Apache Arrow is used as the in-memory interchange format between all formats. While some end-to-end helper functions are provided, the user can go through Arrow objects for maximal flexibility in the conversion process.

All functionality that goes through Arrow is currently exported via the stac_geoparquet.arrow namespace.

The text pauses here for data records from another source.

Issue #422, opened 2025-10-27
Use github CLI for PR comments and remove `iterative/setup-cml` action


rugeli:
## Use Case
the CI currently runs `iterative/setup-cml` action for posting PR comments and generating reports. Since this action is less maintained and starts causing issues, we need to remove it and use the native github CLI instead.

## Proposed Solution

replace all instances of `iterative/setup-cml` with github CLI commands for PR commenting and reporting

PR #434, opened 2025-11-21
Fix `Comment` job failing on `main` pushes 

rugeli:
# Problem

#422 merged but broke the `Comment` job on `main`
The `iterative/setup-cml` action quietly skipped commenting when running on a push to main, but the raw gh commands assume a pull request always exists. 

# Solution

- Added check guards so the `Comment` job only runs when there is a pull request

## Type of change


rugeli:
@ascibisz Alli I’m going to go ahead and merge this with one approval since the action is breaking on main. let me know if you have any thoughts or feedback afterward! thanks!

PR #458, opened 2026-03-18
admin/requirements-update_2026-03-18_17-14_23257457346

mogres:
Updating requirements.txt.

### DIFF
--- a/requirements/linux/requirements.txt
+++ b/requirements/linux/requirements.txt
@@ -5,60 +5,56 @@ alabaster==1.0.0
     # via sphinx
 annotated-types==0.7.0
     # via pydantic
-anyio==4.10.0
+anyio==4.12.1
     # via httpx
 appnope==0.1.4 ; sys_platform == 'darwin'
     # via ipykernel
-asttokens==3.0.0
+asttokens==3.0.1
     # via stack-data
-babel==2.17.0
+babel==2.18.0
     # via sphinx
-bioio==3.0.0
+bioio==3.2.0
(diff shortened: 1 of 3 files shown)


rugeli (commented):
Come to think of it, what's the use case for these files now that we use `uv` and `pyproject.toml`? Are we keeping `requirements.txt` around so the codebase remains pip-compatible for users who don't have `uv` installed? If that's helpful for users, then it makes sense to keep them, otherwise we could consider deprecating them gradually.

mogres:
> Come to think of it, what's the use case for these files now that we use `uv` and `pyproject.toml`? Are we keeping `requirements.txt` around so the codebase remains pip-compatible for users who don't have `uv` installed? If that's helpful for users, then it makes sense to keep them, otherwise we could consider deprecating them gradually.

Good point @rugeli! The `requirements.txt` files are not strictly necessary as `pip install` works with `pyproject.toml`. However, I think some of our docker workflow and CI uses the `pip install` workflow reading from the requirements files. How about this:

0. Merge this PR for now to see if that addresses any of the reported dependabot dependency issues. 
1. We look for and update instances of `pip install` from requirementes files in the codebase and in the CI to use `uv sync` or `pip install` from `pyproject.toml` instead
2. We stop tracking the `requirements.txt` files, and get rid of the automated action that exports them after dependencies change. 
3. Update `README.md` to reflect the new installation instructions

rugeli (approved):
Sounds like a plan!

PR #462, opened 2026-04-14
Test updates: stabler debup hash and cli integration coverage

### LINKED ISSUE #460: have an integration test to check if the changes in this file don't break the local workflow
Might be good to have an integration test to check if the changes in this file don't break the local workflow: `pack -r RECIPE_PATH -c CONFIG_PATH` with a mock recipe and config. Not sure if we have this already

_Originally posted by @mogres in https://github.com/mesoscope/cellpack/pull/419#discussion_r2968271923_

rugeli:
# Problem

follow-up to #419, closes #460 

# Solution

- added `_normalize_for_hashing` to sort lists whose element order is not meaningful (e.g.  `"interior": ["A", "B", "C"]`, `"interior": [ {"object": "green_sphere", "count": 5}, "outer_sphere"]` ), while leaving order-sensitive lists(vectors, colors, etc.) unchanged.
- added integration tests in `test_pack_cli.py`
- refactored aws tests to write temporary files to `tmp_path` instead of the working dir

One note: this change can alter hash values for recipes that have lists, so re-run the same recipe after this merge may hash differently. Shouldn't cause issues, but worth noting so we can keep an eye on database tidiness.

## Type of change

* Refactor (non-breaking change which fixes an issue)

### DIFF
--- a/cellpack/tests/test_aws_handler.py
+++ b/cellpack/tests/test_aws_handler.py
@@ -31,7 +31,7 @@ def test_get_aws_object_key():
         assert object_key == "test_folder/test_file"
 
 
-def test_upload_file():
+def test_upload_file(tmp_path):
     with mock_aws():
         aws_handler = AWSHandler(
             bucket_name="test_bucket",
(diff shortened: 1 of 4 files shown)


cellpack/tests/test_aws_handler.py
```diff
@@ -63,17 +63,17 @@ def test_create_presigned_url():
             Bucket="test_bucket",
             CreateBucketConfiguration={"LocationConstraint": "us-west-2"},
         )
-        with open("test_file.txt", "w") as file:
-            file.write("test file")
-        aws_handler.upload_file("test_file.txt")
+        test_file = tmp_path / "test_file.txt"
+        test_file.write_text("test file")
+        aws_handler.upload_file(str(test_file))
```
rugeli, line 68: a bit out of scope but a simple change, switched tests to write via `tmp_path` so they leave no trace like `test_file.txt` in the repo root

cellpack/tests/test_pack_cli.py
```diff
@@ -0,0 +1,82 @@
...
+    """
+    `pack()` also accepts a recipe dict directly, so
+    the docker server can forward a parsed JSON body without writing it to
+    db first.
+    """
+    config_path = _write_config(tmp_path)
+    pack(recipe=recipe_data, config_path=str(config_path))
+
+
+def test_pack_with_default_config(tmp_path, monkeypatch):
```
rugeli: similar to `tmp_path` in aws tests, we don't want test files written inside the repo, so we change directory to `tmp_path` with `monkeypatch.chdir()`

meganrm (approved):
looks good, thanks for all the tests

mogres (approved):
Very clever solution using `._is_positional`!! Looks good to me and thanks for adding tests (and fixing the test file issue)!

PR #464, opened 2026-04-15
Remove Support for Recipe URL Param

### LINKED ISSUE #463: Cleanup Cellpack Server
Now that we've fully deployed cellpack-client to only pass recipe as JSON body instead of as a firebase path in the URL, we should update `server.py` to only accept recipe as a JSON body.

We had previously accepted both to stay backwards compatible during the deployment process, but now we're done deploying!

Follow up to [this PR](https://github.com/mesoscope/cellpack/pull/419)

ascibisz:
# Problem
When we started supporting a JSON body for a packing request to the server, we wanted to stay backwards compatible and also accept the recipe path as a URL parameter.

Now that we have fully deployed cellpack studio with the change to pass the recipe in the JSON body, we can strip out the support for the URL param way of sending a recipe from server.py

We also don't actually use AWS batch for cellpack server, so I also stripped out the references to batch and the dockerfile we had used in batch


docker/server.py
rugeli: I'm wondering how linter didn't catch this unused import. We can remove?

rugeli (approved):
only one unused `uuid` import, otherwise looks great to me!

dict/JSON - Arrow conversion

Convert dicts to Arrow

Use parse_stac_items_to_arrow to convert STAC items either in memory or on disk to a stream of Arrow record batches. This accepts either an iterable of Python dicts or an iterable of pystac.Item objects.

For example:

import pyarrow as pa
import pystac

import stac_geoparquet

item = pystac.read_file(
    "https://planetarycomputer.microsoft.com/api/stac/v1/collections/sentinel-2-l2a/items/S2A_MSIL2A_20230112T104411_R008_T29NPE_20230113T053333"
)
assert isinstance(item, pystac.Item)

record_batch_reader = stac_geoparquet.arrow.parse_stac_items_to_arrow([item])
table = record_batch_reader.read_all()

Convert JSON to Arrow

parse_stac_ndjson_to_arrow is a helper function to take one or more JSON or newline-delimited JSON files on disk, infer the schema from all of them, and convert the data to a stream of Arrow record batches.

Convert Arrow to dicts

Use stac_table_to_items to convert a table or stream of Arrow record batches of STAC data to a generator of Python dicts. This accepts either a pyarrow.Table or a pyarrow.RecordBatchReader, which allows conversions of larger-than-memory files in a streaming manner.

Convert Arrow to JSON

Use stac_table_to_ndjson to convert a table or stream of Arrow record batches of STAC data to a newline-delimited JSON file. This accepts either a pyarrow.Table or a pyarrow.RecordBatchReader, which allows conversions of larger-than-memory files in a streaming manner.

Parquet

Use to_parquet to write STAC Arrow data from memory to a path or file-like object. This is a special function to ensure that GeoParquet 1.0 or 1.1 metadata is written to the Parquet file.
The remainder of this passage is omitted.